__Assignment__.
Look over the entries and say how many lines include the word "could". Only the number, please.

__Listed entries__.
• • • • •
PR #680, opened 2022-06-07
Add CO-RE for biolatency

eiffel-fl:
Hi.

In this PR, I added CO-RE code for biolatency.

Best regards.


pkg/gadgets/biolatency/tracer/core/tracer.go
```diff
@@ -0,0 +1,221 @@
...
+	}
+
+	return sb.String()
+}
+
+// slotsToString convert array of values to an histogram.
+// It is a golang translation of iovisor/bcc function print_log2_hist as time of
+// commit:
+// 3787a0d23f75 ("libbpf-tools: improve check for fentry program support")
+func slotsToString(slots []uint32) string {
```
mauriciovasquezbernal, line 119: It seems to me this is following the "standard" implementation but I think we should make it differently here. I think we should define a type structure for this gadget (as we do for other gadgets), then we should marshal to json (as done in other gadgets as well) and the client should contain this logic to "pretty print" the event. 

The standard tool already supports a -j output, I think we can take some inspiration from there to define the new type struct for this gadget. 

In summary, the changes I'm proposing are:
1. Define a data for the events generated by this gadget 
2. Store the output in json format in the trace (use -j for the standard tool and adapt the core one)
3. Move the "slotsToString" logic to the client

mauriciovasquezbernal (changes requested):
I think we should move more logic to the client side, to make this tool more usable by external components like mentioned here https://github.com/kinvolk/inspektor-gadget/issues/285.

pkg/gadgets/biolatency/tracer/core/tracer.go
eiffel-fl: Done!

pkg/gadgets/biolatency/tracer/core/bpf/biolatency.bpf.c
```diff
@@ -78,44 +68,19 @@ int trace_rq_start(struct request *rq, int issue)
...
-	/**
-	 * commit a54895fa (v5.11-rc1) changed tracepoint argument list
-	 * from TP_PROTO(struct request_queue *q, struct request *rq)
-	 * to TP_PROTO(struct request *rq)
-	 */
-	if (LINUX_KERNEL_VERSION < KERNEL_VERSION(5, 11, 0))
-		return trace_rq_start((void *)ctx[1], false);
-	else
-		return trace_rq_start((void *)ctx[0], false);
+	return trace_rq_start((void *)ctx[1], false);
```
mauriciovasquezbernal, line 71: ditto.

pkg/gadgets/biolatency/tracer/core/tracer.go
```diff
@@ -0,0 +1,140 @@
...
+
+	return report, nil
+}
+
+func (t *Tracer) Stop() (string, error) {
+	t.blockRqCompleteLink = gadgets.CloseLink(t.blockRqCompleteLink)
+	t.blockRqInsertLink = gadgets.CloseLink(t.blockRqInsertLink)
+	t.blockRqIssueLink = gadgets.CloseLink(t.blockRqIssueLink)
+
+	report, err := getReport(t.objs.biolatencyMaps.Hists)
```
mauriciovasquezbernal, line 100: This can cause crashes if `Stop()` is called before this map is created. (It could happen if the program fails to load on L112 below). An easy solution is to add a conditional checking if `t.objs.Hists != nil`, it's not cleanest way but I think it's fine.

cmd/kubectl-gadget/profile/block-io.go
```diff
@@ -94,11 +157,13 @@ func runBiolatency(cmd *cobra.Command, args []string) error {
...
 
-		// remove message printed by BCC tracer to avoid printing it twice
-		ret := strings.ReplaceAll(results[0].Status.Output,
-			"Tracing block device I/O... Hit Ctrl-C to end.\n", "")
+		var report types.Report
+		if err := json.Unmarshal([]byte(results[0].Status.Output), &report); err != nil {
+			return utils.WrapInErrUnmarshalOutput(err, results[0].Status.Output)
+		}
+
+		fmt.Printf("%s", reportToString(report))
```
mauriciovasquezbernal, line 165: Are you missing the logic to print the results in json format?

```
./kubectl-gadget profile block-io --node ubuntu-hirsute -o json
Tracing block device I/O... Hit Ctrl-C to end.^C
     usecs               : count    distribution
         1 -> 1          : 0        |                                        |
         2 -> 3          : 0        |                                        |
         4 -> 7          : 0        |                                        |
         8 -> 15         : 0        |                                        |
        16 -> 31         : 0        |                                        |
        32 -> 63         : 7        |****************                        |
        64 -> 127        : 17       |****************************************|
       128 -> 255        : 6        |**************                          |
```

mauriciovasquezbernal (changes requested):
After applying the following changes it worked fine on my machine (kernel 5.11.0-49).

```diff
index 2eeffde0..b389e1f8 100644
diff --git pkg/gadgets/biolatency/tracer/core/bpf/biolatency.bpf.c pkg/gadgets/biolatency/tracer/core/bpf/biolatency.bpf.c
index 9dd02f9b..f10e79f3 100644
--- pkg/gadgets/biolatency/tracer/core/bpf/biolatency.bpf.c
+++ pkg/gadgets/biolatency/tracer/core/bpf/biolatency.bpf.c
@@ -68,13 +68,13 @@ int trace_rq_start(struct request *rq, int issue)
 SEC("tp_btf/block_rq_insert")
 int block_rq_insert(u64 *ctx)
 {
-       return trace_rq_start((void *)ctx[1], false);
+       return trace_rq_start((void *)ctx[0], false);
 }
 
 SEC("tp_btf/block_rq_issue")
 int block_rq_issue(u64 *ctx)
 {
-       return trace_rq_start((void *)ctx[1], true);
+       return trace_rq_start((void *)ctx[0], true);
 }
 
 SEC("tp_btf/block_rq_complete")
diff --git pkg/gadgets/biolatency/tracer/core/tracer.go pkg/gadgets/biolatency/tracer/core/tracer.go
index e4e17e53..4cb9f599 100644
--- pkg/gadgets/biolatency/tracer/core/tracer.go
+++ pkg/gadgets/biolatency/tracer/core/tracer.go
@@ -97,8 +97,12 @@ func (t *Tracer) Stop() (string, error) {
        t.blockRqInsertLink = gadgets.CloseLink(t.blockRqInsertLink)
        t.blockRqIssueLink = gadgets.CloseLink(t.blockRqIssueLink)
 
-       report, err := getReport(t.objs.biolatencyMaps.Hists)
-       t.objs.Close()
+       defer t.objs.Close()
+
+       if t.objs.Hists == nil {
+               return "", nil
+       }
+       report, err := getReport(t.objs.Hists)
        if err != nil {
                return "", err
        }
@@ -106,6 +110,7 @@ func (t *Tracer) Stop() (string, error) {
        output, err := json.Marshal(report)
 
        return string(output), err
+
 }
 
 func (t *Tracer) start() error {
```

Once that problem is fixed it can be merged. It's great to see how the --json support was implemented.

mauriciovasquezbernal (commented):
I like the idea of compiling for different kernel version (I'm confident we'll be able to remove this workaround soon once the right supports lands on cilium/ebpf). 

What about using https://pkg.go.dev/github.com/moby/moby@v20.10.17+incompatible
/pkg/parsers/kernel to check the kernel version?

mauriciovasquezbernal (approved):
Just one additional comment regarding the moby library, however I'll approve supposing it'll be fixed.

cmd/kubectl-gadget/profile/block-io.go
```diff
@@ -76,14 +137,20 @@ func runBiolatency(cmd *cobra.Command, args []string) error {
 			time.Sleep(time.Duration(params.Timeout) * time.Second)
 			c <- os.Interrupt
 		}()
-		fmt.Printf("Tracing block device I/O...")
+		if params.OutputMode != utils.OutputModeJSON {
+			fmt.Printf("Tracing block device I/O...\n")
+		}
 	} else {
 		fmt.Printf("Tracing block device I/O... Hit Ctrl-C to end.")
 	}
```
mauriciovasquezbernal, line 145: I think this should be printed when output mode is not json, right? Otherwise a tool parsing this could fail.

mauriciovasquezbernal: I think everybody knows that the standard way to stop a running command is Ctrl + C, so I think it's not a problem.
• • • • •
__Result of the exercise__.
2